What happens when (or if) Pulisic is consistently available? The left winger has been mostly brilliant when healthy … though he’s rarely been healthy. But if he’s in form, does Lampard deploy Werner primarily from the center again, accommodating the U.S. star on the flank, and relegate Abraham to the bench?
What happens to Hudson-Odoi in this scenario? The 20-year old has averaged a solid 0.42 expected goals and assists per 90 minutes (xG+xA/90) — for comparison, Pulisic averaged 0.53 last season — and looks like a future star. But you need minutes to become a star.
What do you do with Giroud? The 34-year-old once again showed his value on Tuesday against Rennes, coming off the bench to thump in a game-winning header. He’s itching for more minutes, and with obvious reason: He’s still very good. You can see why Lampard would want to keep him around as a security blanket, but that might not be an option for much longer.
What is the best role for Havertz? The 21-year-old has played 813 minutes thus far for his new club — per Stats Perform data, he’s played 426 as a central attacking midfielder, 190 as a central midfielder, 152 as a right attacking midfielder and 45 as a center forward. It’s great that he’s so versatile, but what do you need most from him? Goals? Passing? Transition into the attacking third?

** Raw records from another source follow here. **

PR #5484, opened 2026-06-10
PMM-15143 Fix resource leaks in managed

ademidoff:
Ticket number: PMM-15143

Feature build: SUBMODULES-4401


managed/services/ha/services.go
```diff
@@ -74,13 +74,13 @@ func (s *services) StartAllServices(ctx context.Context) {
 	for id, service := range s.all {
 		if _, ok := s.running[id]; !ok {
 			s.running[id] = service
+			s.wg.Add(1)
```
ademidoff: This is the most important fix here )

JiriCtvrtka (approved):

managed/services/checks/checks.go
```diff
@@ -94,6 +94,11 @@ type Service struct {
 	startDelay      time.Duration
 	customCheckFile string // For testing
 
+	runCtxM sync.Mutex
+	// runCtx is the service lifecycle context recorded by Run. It bounds
+	// asynchronous work started via StartChecks so it is cancelled on shutdown.
+	runCtx context.Context //nolint:containedctx
```
maxkondr: this is anti-pattern. https://pkg.go.dev/context
```
Do not store Contexts inside a struct type; instead, pass a Context explicitly to each function that needs it.
```

managed/services/checks/checks.go
```diff
@@ -275,8 +286,11 @@ func (s *Service) StartChecks(checkNames []string) error {
 		return services.ErrAdvisorsDisabled
 	}
 
+	s.runCtxM.Lock()
+	ctx := s.runCtx
```
maxkondr: no need to pass upper-level context here, much simpler to implement via `on demand` channel that is read in `runChecksLoop` func

managed/services/checks/checks.go
```diff
@@ -1650,10 +1664,16 @@ func (s *Service) updateAdvisors(advisors []check.Advisor) {
 // UpdateIntervals updates advisor checks restart timer intervals.
 func (s *Service) UpdateIntervals(rare, standard, frequent time.Duration) {
 	s.tm.Lock()
+	defer s.tm.Unlock()
+	// Tickers are created by Run; if it has not started on this node (e.g. not
+	// the leader), there is nothing to reset - Run reads the new intervals from
+	// the persisted settings when it starts.
+	if s.rareTicker == nil || s.standardTicker == nil || s.frequentTicker == nil {
```
maxkondr, line 1667: shouldn't the update request be sent to the current leader node only?

managed/services/ha/services.go
maxkondr, line 90: 1. no need to create 2 loops, it is possible to spin up within the same loop
2. with using wg.Go() would avoid the issue that is fixed here now

maxkondr: looks like no need to create a copy, it is possible to stop within the same loop because `service.Stop()` just calls `context.Cancel()` - it is fast enough and doesn't block

maxkondr: this is conceptually wrong. `s.wg.Done()` must be called at the end of go-routine that is part of `sync.waitGroup` otherwise it leads to unpredictable results and go-routines may keep running even after `wg.Wait()` has returned.

maxkondr: removing from `s.running` shall be called when the service is really stopped but not when there is an intention to stop it.

managed/services/ha/services.go
```diff
@@ -122,7 +122,12 @@ func (s *services) Wait() {
 // removeService removes a service from the registry of running services.
 func (s *services) removeService(id string) {
```
maxkondr: the logic of this function shall be only in one place - at the ent of go-routine in line 90. This function is not needed at all because it creates a dangerous situation with `sync.WaitGroup` counter

managed/services/checks/checks.go
ademidoff: Good point, but routing the interval reset to the current leader needs cross-node coordination (the node handling the settings change is not necessarily the leader running the tickers), which is a pre-existing gap beyond the scope of this resource-leak PR.

The actual defect here was the nil-ticker panic when `UpdateIntervals` runs on a non-leader (where `Run` never created the tickers); the guard fixes that. On the leader, `Run` reads the intervals from the persisted settings when it starts, so the change is not lost. I'd prefer to track the leader-routing improvement separately.

managed/services/checks/checks.go
ademidoff: Addressed in a5dda11a - dropped the stored `runCtx` field and the `//nolint:containedctx`. `StartChecks` now hands the request to `runChecksLoop`, which runs it with the context it already owns.

managed/services/checks/checks.go
ademidoff: Addressed in a5dda11a - done exactly as suggested: `StartChecks` does a non-blocking send on an on-demand channel that `runChecksLoop` drains.

managed/services/ha/services.go
ademidoff: Addressed in 10dc37d6 - single loop now, and `wg.Go` owns the Add/Done so the double-Done this PR worked around can no longer occur.

ademidoff: Addressed in 10dc37d6 - no copy; `StopAllServices` iterates `s.running` and calls `Stop()` (a fast, non-blocking cancel) directly.

ademidoff: Addressed in 10dc37d6 - `Done` is now handled by `wg.Go` at the end of each service goroutine, not in `StopAllServices`.

ademidoff: Addressed in 10dc37d6 - the service is removed from `s.running` by its own goroutine, only after `Start` returns.

managed/services/ha/services.go
ademidoff: Addressed in 10dc37d6 - `removeService` is gone; the cleanup now lives only at the end of the service goroutine.

4nte (approved):

maxkondr (approved):

JiriCtvrtka (approved):

PR #5490, opened 2026-06-11
PMM-14576 Backup improvements.

JiriCtvrtka:
PMM-14576

FB: https://github.com/Percona-Lab/pmm-submodules/pull/4431

Fixes false failed to get backup status / failed to get restore status errors during MongoDB PBM backup and restore jobs when describe-backup / describe-restore temporarily fail while the operation is still running or metadata is not ready yet.

Refactors backup/restore completion polling into a shared describePoller that:
1. treats known PBM transient errors as retryable (no such file, file is empty, get backup meta: not found, etc.)
2. keeps waiting while pbm status reports the operation as running
3. falls back to pbm status snapshots (backup) or pbm list --restore (restore) when describe keeps failing after completion
4. preserves the full retry budget until the operation has finished


JiriCtvrtka:
@copilot review

JiriCtvrtka:
@copilot review

JiriCtvrtka:
@copilot review

JiriCtvrtka:
@copilot review

agent/runner/jobs/pbm_helpers.go
maxkondr, line 1: can it be implemented easier?
here is the native poller implementation (I would place it into `utils/`) and just call it with appropriate values:
```go
import (
	"context"
	"errors"
	"fmt"
	"time"
)

// ConditionFunc returns true when the condition is successfully met.
type ConditionFunc func(ctx context.Context) (done bool, err error)

// PollUntilContextTimeout native standard library equivalent
func PollUntilContextTimeout(ctx context.Context, interval time.Duration, condition ConditionFunc) error {
	// 1. Run an immediate initial check before starting the ticker.
	// If the condition is already true, we skip waiting.
	if done, err := condition(ctx); err != nil {
		return err
	} else if done {
		return nil
	}

	// 2. Initialize a ticker for subsequent intervals.
	ticker := time.NewTicker(interval)
	defer ticker.Stop()

	for {
		select {
		case <-ctx.Done():
			// The context timeout expired or was canceled by the caller
			return ctx.Err()

		case <-ticker.C:
			// Trigger the condition check on every tick
			done, err := condition(ctx)
			if err != nil {
				return err
			}
			if done {
				return nil
			}
		}
	}
}
```

JiriCtvrtka:
@copilot review

JiriCtvrtka:
@copilot review

JiriCtvrtka:
@copilot review

agent/runner/jobs/mongodb_restore_job.go
```diff
@@ -211,36 +212,38 @@ func (j *MongoDBRestoreJob) startRestore(ctx context.Context, backupName string)
...
-
-	ticker := time.NewTicker(statusCheckInterval)
-	defer ticker.Stop()
 	retryCount := 500
+	started := false
 
-	for {
-		select {
-		case <-ticker.C:
+	err := poll.UntilContextTimeout(ctx, statusCheckInterval, func(ctx context.Context) (bool, error) {
```
maxkondr:
```suggestion
	pollErr := poll.UntilContextTimeout(ctx, statusCheckInterval, func(ctx context.Context) (bool, error) {
```
just to avoid misleading

agent/runner/jobs/pbm_helpers.go
```diff
@@ -254,42 +265,303 @@ func getPBMStatus(ctx context.Context, dsn string) (*pbmStatus, error) {
...
-			case "done":
-				return nil
-			case "canceled":
-				return errors.New("backup was canceled")
-			case "error":
-				return errors.New(info.Error)
-			}
+func waitDescribe(ctx context.Context, cfg *describePoller) error {
+	return poll.UntilContextTimeout(ctx, cfg.interval(), func(ctx context.Context) (bool, error) {
+		err := ctx.Err()
```
maxkondr: move it to `pollDescribeOnce`

agent/runner/jobs/pbm_helpers.go
```diff
@@ -254,42 +265,303 @@ func getPBMStatus(ctx context.Context, dsn string) (*pbmStatus, error) {
...
+		if err != nil {
+			return false, err
+		}
+
+		done, err := pollDescribeOnce(ctx, cfg)
+		if err != nil {
+			return false, err
+		}
+		return done, nil
```
maxkondr:
```suggestion
		return pollDescribeOnce(ctx, cfg)
```

agent/runner/jobs/pbm_helpers.go
JiriCtvrtka: Removed ctx check as we discussed.

JiriCtvrtka:
@copilot review

maxkondr (approved):

4nte (approved):

agent/runner/jobs/pbm_helpers.go
```diff
@@ -213,23 +234,13 @@ func retrieveLogs(ctx context.Context, dsn string, event string) ([]pbmLogEntry,
...
-			status, err := getPBMStatus(ctx, dsn)
-			if err != nil {
-				return err
-			}
-			if status.Running.Type == "" {
-				return nil
-			}
-		case <-ctx.Done():
-			return ctx.Err()
+	return poll.UntilContextTimeout(ctx, statusCheckInterval, func(ctx context.Context) (bool, error) {
```
ademidoff, line 239: **The status is checked immediately, so this wait can finish too early after a force-resync.**

`poll.UntilContextTimeout` runs the check function one time right away (at t=0), before the first tick. The old `ticker` loop waited 5s (`statusCheckInterval`) before the first `getPBMStatus` call.

This function runs right after `pbmConfigure(forceResync=true)`, and `pbm config --force-resync` starts the resync in the background. So when we check immediately, the resync may not be registered yet in `status.Running.Type`. In that case the check sees `Running.Type == ""`, returns `nil`, and the job continues (to `findCurrentSnapshot` / restore) before the resync has finished. The old 5s delay was hiding this race.

Suggestion: skip the first immediate check here (the same way `startRestore` does with its `started` flag), or let the helper wait one interval before the first call.

agent/runner/jobs/pbm_helpers.go
```diff
@@ -254,44 +265,296 @@ func getPBMStatus(ctx context.Context, dsn string) (*pbmStatus, error) {
...
+func pollDescribeOnce(ctx context.Context, cfg *describePoller) (bool, error) {
+	info, describeErr := cfg.fetchDescribe(ctx)
+	if describeErr == nil {
+		cfg.retries = maxDescribeRetries
+		return checkDescribe(info, cfg.operation)
+	}
+
+	status, statusErr := cfg.getPBMStatus(ctx)
+	if statusErr != nil {
+		return false, fmt.Errorf("failed to get pbm status: %w", statusErr)
```
ademidoff: **A temporary `pbm status` error now stops the whole wait.**

When `describe` fails, the new code calls `getPBMStatus`, and if that call also fails it returns the error immediately and stops waiting. The old `waitForPBMBackup` never looked at `pbm status`; it simply retried a transient `describe` error up to 500 times.

The problem: during the normal startup window `describe-backup` returns the expected transient error ("no such file"), and at the same time a `pbm status` call can also fail for a short moment (for example a replica-set election or a command timeout). Now this single temporary failure ends the whole wait, and the job reports "failed to wait backup completion", even though the backup is still healthy.

Suggestion: treat a `pbm status` error here as retryable (keep polling) instead of returning it right away.

agent/runner/jobs/pbm_helpers.go
```diff
@@ -254,44 +265,296 @@ func getPBMStatus(ctx context.Context, dsn string) (*pbmStatus, error) {
...
+	i := slices.IndexFunc(list, func(r pbmListRestore) bool {
+		return r.Name == name
+	})
+	if i < 0 {
+		return nil
+	}
+	return &list[i]
+}
+
+func checkDescribe(info describeInfo, operation string) (bool, error) {
```
ademidoff, line 540: **Backups now fail immediately on `partlyDone`, which was not the case before.**

`checkDescribe` sends `partlyDone` to `groupDescribeErrs` for every operation, including backup. In the old `waitForPBMBackup` there was no `partlyDone` case, so a `partlyDone` backup did not fail: the loop kept polling until the status became `done` / `error` or the context timed out.

So this changes backup behavior: a backup reported as `partlyDone` now fails the job right away. This may be the intended fix (failing fast with node-level details is better than hanging until the timeout), but please confirm it is on purpose, because it is a new error path for backups.

agent/runner/jobs/pbm_helpers.go
```diff
@@ -254,44 +265,296 @@ func getPBMStatus(ctx context.Context, dsn string) (*pbmStatus, error) {
...
+}
+
+func (cfg *describePoller) opRunning(status *pbmStatus) bool {
+	if cfg.isRunning != nil {
+		return cfg.isRunning(status)
+	}
+	if cfg.operation != pbmCmdBackup && cfg.operation != pbmCmdRestore {
+		return false
+	}
+	return status.Running.Type == cfg.operation && status.Running.Name == cfg.name
```
ademidoff, line 507: **`opRunning` may not detect a running restore because of the name check.**

`opRunning` requires `status.Running.Name == cfg.name`. For restores, the name we pass (from `restoreInfo.Name` or the PITR list name) is not guaranteed to match PBM's `status.running.name`.

If they do not match while a restore is actually running, `opRunning` returns `false`, `trackFinished` sets `finishedAt` too early, and the code moves into the completion-grace / retry path. The `list --restore` fallback usually keeps the poll alive, but it means a running restore is then limited by the 5-minute `describeCompletionGrace` instead of the unlimited "still running" path.

Suggestion: please confirm that the restore name really equals `Running.Name` across PBM versions. If it does not, match on the type only, or on the operation id.

agent/runner/jobs/pbm_helpers.go
```diff
@@ -320,32 +583,45 @@ func findPITRRestoreName(ctx context.Context, dsn string, restoreInfo *pbmRestor
...
-					return "", errors.New("failed to start restore")
-				}
-				continue
-			} else {
-				return entry.Name, nil
-			}
-		case <-ctx.Done():
-			return "", ctx.Err()
+	err = poll.UntilContextTimeout(ctx, statusCheckInterval, func(ctx context.Context) (bool, error) {
+		err = ctx.Err()
```
ademidoff: **Redundant `ctx.Err()` check and reuse of the outer `err`.**

`poll.UntilContextTimeout` already checks `ctx.Err()` before the first call and on every tick, so the `err = ctx.Err()` line here is not needed.

Also, the closure writes to the function-level `err` variable (`err = ctx.Err()`, `err = execPBMCommand(...)`). This is left over from the old loop and is easy to misuse: if someone later reads `err` between the poll call and the `return`, they may read an old per-tick value.

Suggestion: remove the `ctx.Err()` check and use a local variable (for example `cmdErr`), the same way `startRestore` does.

agent/runner/jobs/pbm_helpers.go
JiriCtvrtka: partlyDone is a normal terminal state for PBM restore, but not a typical backup end state.
So failing fast on partlyDone is generally better (clearer, no hanging), but for backups it mostly protects an edge case rather than a common PBM flow.

What do you think?

JiriCtvrtka:
@copilot review

PR #5494, opened 2026-06-11
PMM-15129 fix depguard linter issues (p1)

maxkondr:
Ticket number: PMM-15129

https://github.com/Percona-Lab/pmm-submodules/pull/4407


sna0978117341:
Hi

ademidoff:
@maxkondr Can we address Copilot review comments?

maxkondr:
> @maxkondr Can we address Copilot review comments?

done

managed/services/minio/client.go
```diff
@@ -87,7 +88,7 @@ func (c *Client) RemoveRecursive(ctx context.Context, endpoint, accessKey, secre
 		}
 		for object := range mc.ListObjects(ctx, bucketName, options) {
 			if object.Err != nil {
-				return errors.WithStack(object.Err)
+				return fmt.Errorf("failed to list objects in bucket %q: %w", bucketName, object.Err)
```
ademidoff:
```suggestion
				return fmt.Errorf("failed to list objects in bucket %s: %w", bucketName, object.Err)
```

I suggest we don't use double quotes (`%q`), since they make it difficult to grep the logs (they show up as `\"something\"`).

managed/services/minio/client.go
```diff
@@ -151,7 +152,7 @@ func (c *Client) List(ctx context.Context, endpoint, accessKey, secretKey, bucke
 
 	for object := range mc.ListObjects(ctx, bucketName, options) {
 		if object.Err != nil {
-			return nil, errors.WithStack(object.Err)
+			return nil, fmt.Errorf("failed to list objects in bucket %q: %w", bucketName, object.Err)
```
ademidoff:
```suggestion
			return nil, fmt.Errorf("failed to list objects in bucket %s: %w", bucketName, object.Err)
```

managed/services/minio/client.go
maxkondr: we have a plenty of places with the following pattern:
```
fmt.Errorf("'%s' is not a supported data model for MongoDB backups", dataModel)
```

that produces a quoted error string (single quote) as well.

ademidoff: Yes, that why plain "%s" should be used.

maxkondr: > Yes, that why plain "%s" should be used.

this will produce `"<value>"` strings

ademidoff (approved):

JiriCtvrtka (approved):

If you play him farther up the pitch, where he’s most productive, that removes one of Lampard’s favorite formations — a 4-3-3 that has looked very good on the Blues — from the equation.
These are first world problems, to say the least. Chelsea are both very good and deep with attacking options, and that’s not something many clubs can say. But starting Sunday, big matches are on the horizon. In terms of both style and personnel, we don’t really know what Lampard prefers, and we don’t really know that Lampard knows, either.